PR #2255, opened 2024-08-28
vsr: prefer wal repair over state sync

matklad:
New state sync protocol regressed the behavior where the replica would try to repair WAL switching to state sync, and this commit puts the old behavior back in.

Good thing that we have a test here! Sadly, the test was silently regressed as it didn't actually check that the state sync didn't happen. Mark the relevant logs to pin down the behavior!

As for the actual fix, it centers on the `repair_stuck` function. Before, it was a stateless function. My original thinking was that we will only get an SV message in response to our own RSV, and, given that we have a repair_sync_timeout when requesting an SV, there should be natural debouncing here.

What I didn't consider are the two other paths to send an RSV:

* when receiving a message from a newer view
* in `.repair()` when our head is < commit_max

So what actually happens is that a lagging replcia joining the cluster would pretty much spam the primary with RSVs anyway, which in turn, would immediately flip the laggard into the state sync.

So, in this PR `repair_stuck` tracks a bit of state. Namely, once every repair_sync_timeout we note our commit_min, and note whether it is _different_ from the one we had before. commit_min being the same across two timeouts becomes another ingredient to decide if the commit is stuck.

This state is tracked in `sync_wal_repair_progress` which is intentionally never reset and only ever updated by the timeout.

### DIFF
--- a/src/vsr/replica.zig
+++ b/src/vsr/replica.zig
@@ -302,6 +302,12 @@ pub fn ReplicaType(
         /// Invariants:
         /// - If syncing≠idle then sync_tables=null.
         sync_tables: ?ForestTableIterator = null,
+        /// Tracks wal repair progress to decide when to switch to state sync.
+        /// Updated on repair_sync_timeout.
+        sync_wal_repair_progress: struct {
+            commit_min: u64 = 0,
+            advanced: bool = true,
+        } = .{},
 
         /// The release we are currently upgrading towards.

#### What is required:
For this exercise, reproduce exactly each line from the one containing "So what actually" through the last line of the data, and no others.

#### The completed task:
So what actually happens is that a lagging replcia joining the cluster would pretty much spam the primary with RSVs anyway, which in turn, would immediately flip the laggard into the state sync.

So, in this PR `repair_stuck` tracks a bit of state. Namely, once every repair_sync_timeout we note our commit_min, and note whether it is _different_ from the one we had before. commit_min being the same across two timeouts becomes another ingredient to decide if the commit is stuck.

This state is tracked in `sync_wal_repair_progress` which is intentionally never reset and only ever updated by the timeout.

### DIFF
--- a/src/vsr/replica.zig
+++ b/src/vsr/replica.zig
@@ -302,6 +302,12 @@ pub fn ReplicaType(
         /// Invariants:
         /// - If syncing≠idle then sync_tables=null.
         sync_tables: ?ForestTableIterator = null,
+        /// Tracks wal repair progress to decide when to switch to state sync.
+        /// Updated on repair_sync_timeout.
+        sync_wal_repair_progress: struct {
+            commit_min: u64 = 0,
+            advanced: bool = true,
+        } = .{},
 
         /// The release we are currently upgrading towards.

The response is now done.